Sometimes fear disguises himself, arriving in designer cloaks of justifiable worry or good parenting. Like many mothers, my greatest fears involve my children, and most of the time those fears take the form of concern for their health, safety, future and happiness. I worry when my teens drive away from the house. I grow fearful if they are driving in bad weather. I fret over their academics, their success in and out of the classroom, their social lives.

Fear is most effective, however, when he takes the form of my shadow — unnoticed, unacknowledged, seemingly inconsequential. Just like a shadow at high noon, fear is smaller and less effective when there is a great deal of light on the subject at hand. But when I keep things hidden, intentionally or unintentionally, the light grows dimmer like a setting sun and the shadow of fear grows longer and more powerful.

That is when fear can change the course of my life. That is when he can keep me from discovering God’s purpose for me, from enjoying the blessings and gifts God has bestowed upon me. That is when I unknowingly, unwittingly take action based on my fears. And more often than not, because I’m unaware that fear is occupying the driver’s seat, my action is simply NOT TAKING ACTION.

But recently, I’ve started to let more light shine into areas of my life that I’ve historically kept to myself, and that light has decreased the size of my fear shadow. I’ve set out on a new path prompted by a maturing faith in God, age, life experiences and an increasing awareness that my willingness to keep company with fear speaks volumes to my children.

I am pursuing my dream of writing fiction. Although I have always made a living with the written word, I strayed from my profession some in the past few years for various reasons, some of which had to do with fear.

I have returned my focus to making a living as a writer and communicator, but I’m making room for writing that fills me in addition to the writing that pads our checking account.

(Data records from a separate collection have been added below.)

PR #1948, opened 2021-12-02
[V5] Scope Roles/Permissions by user(and team when available)

erikn69:
https://github.com/spatie/laravel-permission/discussions/1947#discussioncomment-1738676
Useful when teams enabled and editing roles/permissions from an user and many teams(Admin Panel)

**Usage:**
```php
//when no teams enabled or wants default global team
Permission::user($USER_ID)->get(); 
Role::user($USER_ID)->get();
//with specific team
Permission::user($USER_ID, $TEAM_ID)->get();
Role::user($USER_ID, $TEAM_ID)->get();
```
Complements of `scopeRole`, `scopePermission`, but for `Role.php`, `Permission.php` models
https://github.com/spatie/laravel-permission/blob/08cc9bdbf89640cb1d64fb01eb9513c1cbb2549d/src/Traits/HasPermissions.php#L69-L91
https://github.com/spatie/laravel-permission/blob/08cc9bdbf89640cb1d64fb01eb9513c1cbb2549d/src/Traits/HasRoles.php#L74-L99

### DIFF
--- a/src/Models/Permission.php
+++ b/src/Models/Permission.php
@@ -2,6 +2,7 @@
 
 namespace Spatie\Permission\Models;
 
+use Illuminate\Database\Eloquent\Builder;
 use Illuminate\Database\Eloquent\Collection;
 use Illuminate\Database\Eloquent\Model;
 use Illuminate\Database\Eloquent\Relations\BelongsToMany;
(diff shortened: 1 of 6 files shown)


freekmurze:
I'm going to pass on this to keep the package as light as it can be. Add this to your own project if needed.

Interestingly, fear followed me on this new path because I left him a trail of breadcrumbs. Bad habits die hard, and he catches up every once in awhile. When he does, he tells me:

  • “You don’t have time for this” or,
  • “You aren’t creative enough to write fiction” or,
  • “You’re too old to write a novel” or,
  • “You have no idea what you’re doing” or,
  • “The rejection letters will just keep coming” or,
  • “You need to focus on making money and bringing in new clients/projects, not writing stories” or,
  • “You’re being selfish to spend time on this hobby” or,
  • “You are a Mom, not a writer, and your mom work is more important and the two are mutually exclusive,” or
  • the list is exhaustive . . .

A friend recently recommend the book “Big Magic: Creative Living Beyond Fear” by Elizabeth Gilbert. The book is speaking to me – the book is singing to me. In the first few pages, she writes, “The universe buries strange jewels deep within us all, and then stands back to see if we can find them. The hunt to uncover those jewels – that’s creative living. The courage to go on that hunt in the first place—that’s what separates a mundane existence from a more enchanted one.”

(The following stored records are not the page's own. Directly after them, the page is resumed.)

PR #1965, opened 2021-12-20
[v5] [docs] fix use multiple guards link in basic usage page

Kamona-WD:
Fix use multiple guards link in basic usage page


freekmurze:
Thanks!

PR #2011, opened 2022-02-05
Allow revokePermissionTo to accept Permission[]

### LINKED ISSUE #2010: revokePermissionTo incorrect behaviour with Contracts\Permission[] argument
**Description**
When called with an argument of Permission[] rather than string[] or int[] when revoking multiple permissions, revokePermissionsTo does not revoke any permissions.

givePermissionTo does work correctly with an argument of Permission[] though, so this is a bit confusing.

**Versions**
- laravel/framework package version: 8.79.0

PHP version: 8.1

**To Reproduce**
1. Assign permissions to model with HasPermissions trait
`$u->givePermissionTo([Permission::firstWhere('name', 'view articles'), Permission::firstWhere('name', 'edit articles'), Permission::firstWhere('name', 'delete articles')])`
2. Revoke permissions
`$u->revokePermissionTo([Permission::firstWhere('name', 'edit articles'), Permission::firstWhere('name', 'delete articles')])`
3. Check model's permissions. No permissions will have been revoked.

**Expected Behavior**
The specified permissions are removed from the model.

**Environment:**
 - OS: Linux x86_64
 - Version 5.10.76

brausepulver:
resolves #2010

### DIFF
--- a/src/Traits/HasPermissions.php
+++ b/src/Traits/HasPermissions.php
@@ -384,15 +384,33 @@ trait HasPermissions
     }
 
     /**
-     * Revoke the given permission.
+     * Revoke the given permission(s).
      *
      * @param \Spatie\Permission\Contracts\Permission|\Spatie\Permission\Contracts\Permission[]|string|string[] $permission
      *
      * @return $this
      */
-    public function revokePermissionTo($permission)
+    public function revokePermissionTo(...$permissions)
     {
-        $this->permissions()->detach($this->getStoredPermission($permission));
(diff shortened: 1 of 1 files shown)


erikn69:
this improvement should also be applied to `HasRoles.php` https://github.com/spatie/laravel-permission/blob/6a3ed627cee28a552b5176c172ae0abc5eb30925/src/Traits/HasRoles.php#L156

freekmurze:
Fixed via #2014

I would say that it is God, not the universe, that buries those jewels within us, and God that gives us the courage, if we let Him, to go on that hunt.

I’m choosing to let Him. I’m writing, and I’m putting myself out there: on this blog; in the short stories that I keep submitting and that have, thus far, only resulted in rejection letters; and now, in a book manuscript that is starting to take shape.

Gilbert suggests that we are more than the sum of our daily obligations and duties and that we can choose to make something of ourselves with ourselves. And she says that “fear is a desolate bone yard where our dreams go to desiccate in the hot sun.” That is not the life or death I want to choose for my dreams.
Dream Hope JoyI’m trying to choose courage, trying to let the light shine on my dreams a bit more – to shorten the length of the shadows that are cast over them and instead let them cast shadows of hope and joy.

Now it’s time for me to get back to work on my manuscript.